▼

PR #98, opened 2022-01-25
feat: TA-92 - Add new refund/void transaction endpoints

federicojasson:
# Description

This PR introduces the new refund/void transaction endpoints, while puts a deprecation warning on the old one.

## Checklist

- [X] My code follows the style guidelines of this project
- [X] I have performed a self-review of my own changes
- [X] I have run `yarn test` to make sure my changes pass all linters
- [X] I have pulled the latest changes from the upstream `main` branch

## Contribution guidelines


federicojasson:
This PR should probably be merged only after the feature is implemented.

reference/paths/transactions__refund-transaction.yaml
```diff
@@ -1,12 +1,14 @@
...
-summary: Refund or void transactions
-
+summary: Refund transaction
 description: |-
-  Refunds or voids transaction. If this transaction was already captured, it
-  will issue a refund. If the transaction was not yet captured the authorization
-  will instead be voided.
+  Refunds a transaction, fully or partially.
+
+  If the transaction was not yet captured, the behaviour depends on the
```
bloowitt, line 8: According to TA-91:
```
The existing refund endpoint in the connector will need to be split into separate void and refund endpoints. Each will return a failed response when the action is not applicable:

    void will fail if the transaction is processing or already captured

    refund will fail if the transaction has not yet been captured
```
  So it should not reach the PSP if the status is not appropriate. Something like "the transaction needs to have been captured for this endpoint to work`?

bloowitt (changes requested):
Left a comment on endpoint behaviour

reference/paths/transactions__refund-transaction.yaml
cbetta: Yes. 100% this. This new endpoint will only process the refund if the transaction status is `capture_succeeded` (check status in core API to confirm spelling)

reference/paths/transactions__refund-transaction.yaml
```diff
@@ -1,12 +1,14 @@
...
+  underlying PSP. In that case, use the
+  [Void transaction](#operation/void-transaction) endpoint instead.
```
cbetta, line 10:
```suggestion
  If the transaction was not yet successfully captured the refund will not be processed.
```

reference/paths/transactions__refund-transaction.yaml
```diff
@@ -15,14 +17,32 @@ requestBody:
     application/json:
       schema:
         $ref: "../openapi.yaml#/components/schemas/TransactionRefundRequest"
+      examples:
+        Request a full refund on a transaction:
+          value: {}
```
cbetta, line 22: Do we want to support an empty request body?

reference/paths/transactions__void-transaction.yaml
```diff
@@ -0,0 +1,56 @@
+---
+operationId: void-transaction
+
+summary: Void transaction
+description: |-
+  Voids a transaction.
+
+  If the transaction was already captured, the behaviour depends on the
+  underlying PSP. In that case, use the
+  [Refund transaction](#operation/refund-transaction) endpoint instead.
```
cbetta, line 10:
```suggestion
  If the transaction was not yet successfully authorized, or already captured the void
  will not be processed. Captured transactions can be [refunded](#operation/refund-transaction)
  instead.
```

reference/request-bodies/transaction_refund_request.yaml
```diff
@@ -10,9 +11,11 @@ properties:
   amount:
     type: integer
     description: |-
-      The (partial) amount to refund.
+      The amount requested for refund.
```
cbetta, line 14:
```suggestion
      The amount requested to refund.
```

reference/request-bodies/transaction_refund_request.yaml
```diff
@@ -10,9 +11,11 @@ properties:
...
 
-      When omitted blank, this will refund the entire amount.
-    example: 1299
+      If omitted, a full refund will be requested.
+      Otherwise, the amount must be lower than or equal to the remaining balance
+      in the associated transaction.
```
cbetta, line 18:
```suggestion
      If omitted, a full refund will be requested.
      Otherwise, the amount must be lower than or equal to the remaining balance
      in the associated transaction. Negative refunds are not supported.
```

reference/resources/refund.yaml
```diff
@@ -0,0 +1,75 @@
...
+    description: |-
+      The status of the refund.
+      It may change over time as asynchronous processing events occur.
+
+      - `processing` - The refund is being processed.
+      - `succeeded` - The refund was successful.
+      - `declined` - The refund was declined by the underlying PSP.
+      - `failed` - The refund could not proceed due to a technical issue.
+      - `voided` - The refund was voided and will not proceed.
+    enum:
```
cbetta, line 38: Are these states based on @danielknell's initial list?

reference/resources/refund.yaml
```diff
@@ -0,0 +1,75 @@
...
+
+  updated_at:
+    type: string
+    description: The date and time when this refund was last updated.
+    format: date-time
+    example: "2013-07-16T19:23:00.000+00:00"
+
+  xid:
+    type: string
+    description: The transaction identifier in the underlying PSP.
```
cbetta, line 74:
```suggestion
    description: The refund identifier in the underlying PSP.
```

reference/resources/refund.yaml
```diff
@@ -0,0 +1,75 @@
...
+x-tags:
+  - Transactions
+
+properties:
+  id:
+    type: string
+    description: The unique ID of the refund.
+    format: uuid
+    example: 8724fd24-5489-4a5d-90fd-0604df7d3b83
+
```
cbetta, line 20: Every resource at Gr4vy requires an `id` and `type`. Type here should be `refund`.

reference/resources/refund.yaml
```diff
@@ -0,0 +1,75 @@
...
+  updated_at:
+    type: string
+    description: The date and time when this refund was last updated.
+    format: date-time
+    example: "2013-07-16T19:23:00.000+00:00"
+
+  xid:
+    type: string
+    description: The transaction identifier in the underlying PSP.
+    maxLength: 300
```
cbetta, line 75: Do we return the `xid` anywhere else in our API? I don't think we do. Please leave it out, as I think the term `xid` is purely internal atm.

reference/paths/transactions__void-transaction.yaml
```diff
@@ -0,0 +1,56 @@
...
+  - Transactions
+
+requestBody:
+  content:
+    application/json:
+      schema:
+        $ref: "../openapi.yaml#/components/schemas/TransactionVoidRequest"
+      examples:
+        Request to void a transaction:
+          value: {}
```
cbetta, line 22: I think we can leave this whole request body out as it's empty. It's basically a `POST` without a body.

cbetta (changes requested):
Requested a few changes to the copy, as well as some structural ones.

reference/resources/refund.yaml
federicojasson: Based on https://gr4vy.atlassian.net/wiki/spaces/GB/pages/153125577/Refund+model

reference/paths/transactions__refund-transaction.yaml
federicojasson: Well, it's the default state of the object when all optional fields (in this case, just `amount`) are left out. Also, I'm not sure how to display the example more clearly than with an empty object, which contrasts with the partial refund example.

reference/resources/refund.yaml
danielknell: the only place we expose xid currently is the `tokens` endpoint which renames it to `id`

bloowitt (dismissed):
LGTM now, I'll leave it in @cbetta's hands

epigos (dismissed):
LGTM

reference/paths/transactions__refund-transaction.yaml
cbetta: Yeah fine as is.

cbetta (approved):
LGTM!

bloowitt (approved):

▲
▼

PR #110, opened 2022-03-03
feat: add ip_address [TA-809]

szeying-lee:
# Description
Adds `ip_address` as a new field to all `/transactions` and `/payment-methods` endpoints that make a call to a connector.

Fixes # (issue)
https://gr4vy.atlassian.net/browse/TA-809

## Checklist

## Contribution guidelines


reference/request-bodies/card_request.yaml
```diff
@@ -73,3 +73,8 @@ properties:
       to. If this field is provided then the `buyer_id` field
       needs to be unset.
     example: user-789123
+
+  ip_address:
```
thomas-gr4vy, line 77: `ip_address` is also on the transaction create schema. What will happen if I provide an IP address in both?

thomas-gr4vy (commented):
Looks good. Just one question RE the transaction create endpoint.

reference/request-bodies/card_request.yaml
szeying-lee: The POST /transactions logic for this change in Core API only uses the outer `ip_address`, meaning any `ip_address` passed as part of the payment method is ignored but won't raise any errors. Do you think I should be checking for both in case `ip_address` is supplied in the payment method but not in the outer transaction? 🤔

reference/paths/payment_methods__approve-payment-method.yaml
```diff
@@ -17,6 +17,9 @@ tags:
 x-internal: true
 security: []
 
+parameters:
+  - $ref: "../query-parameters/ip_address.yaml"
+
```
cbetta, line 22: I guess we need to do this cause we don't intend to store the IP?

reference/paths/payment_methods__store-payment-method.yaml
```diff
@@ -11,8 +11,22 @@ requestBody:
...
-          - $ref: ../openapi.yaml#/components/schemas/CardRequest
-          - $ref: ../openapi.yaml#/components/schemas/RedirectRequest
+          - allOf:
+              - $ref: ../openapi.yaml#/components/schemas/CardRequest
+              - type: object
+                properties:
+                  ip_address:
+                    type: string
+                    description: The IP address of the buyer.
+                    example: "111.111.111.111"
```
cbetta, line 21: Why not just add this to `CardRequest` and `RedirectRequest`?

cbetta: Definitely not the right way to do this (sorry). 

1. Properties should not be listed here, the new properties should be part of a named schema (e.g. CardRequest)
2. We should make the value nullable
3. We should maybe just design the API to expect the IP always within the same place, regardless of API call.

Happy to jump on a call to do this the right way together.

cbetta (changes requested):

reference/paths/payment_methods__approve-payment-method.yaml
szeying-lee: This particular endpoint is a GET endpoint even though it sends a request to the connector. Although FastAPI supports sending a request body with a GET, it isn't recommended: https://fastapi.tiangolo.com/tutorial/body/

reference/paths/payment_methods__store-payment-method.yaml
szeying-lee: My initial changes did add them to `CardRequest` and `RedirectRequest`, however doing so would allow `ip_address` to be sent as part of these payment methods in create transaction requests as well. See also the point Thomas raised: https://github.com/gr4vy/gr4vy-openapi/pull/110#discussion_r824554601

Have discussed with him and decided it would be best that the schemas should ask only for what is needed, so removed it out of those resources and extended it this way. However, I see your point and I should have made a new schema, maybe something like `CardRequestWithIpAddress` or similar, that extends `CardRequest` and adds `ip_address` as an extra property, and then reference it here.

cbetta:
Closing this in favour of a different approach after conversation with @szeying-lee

▲
▼

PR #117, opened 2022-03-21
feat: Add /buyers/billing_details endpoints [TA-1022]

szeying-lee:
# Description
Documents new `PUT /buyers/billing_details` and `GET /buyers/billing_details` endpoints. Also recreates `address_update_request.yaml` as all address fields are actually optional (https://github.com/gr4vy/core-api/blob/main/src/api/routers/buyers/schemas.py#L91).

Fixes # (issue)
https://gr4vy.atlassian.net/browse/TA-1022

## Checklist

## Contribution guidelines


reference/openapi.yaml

▲

Every line that holds the word "maybe" should be copied from the records.

Result of the exercise:
3. We should maybe just design the API to expect the IP always within the same place, regardless of API call.
Have discussed with him and decided it would be best that the schemas should ask only for what is needed, so removed it out of those resources and extended it this way. However, I see your point and I should have made a new schema, maybe something like `CardRequestWithIpAddress` or similar, that extends `CardRequest` and adds `ip_address` as an extra property, and then reference it here.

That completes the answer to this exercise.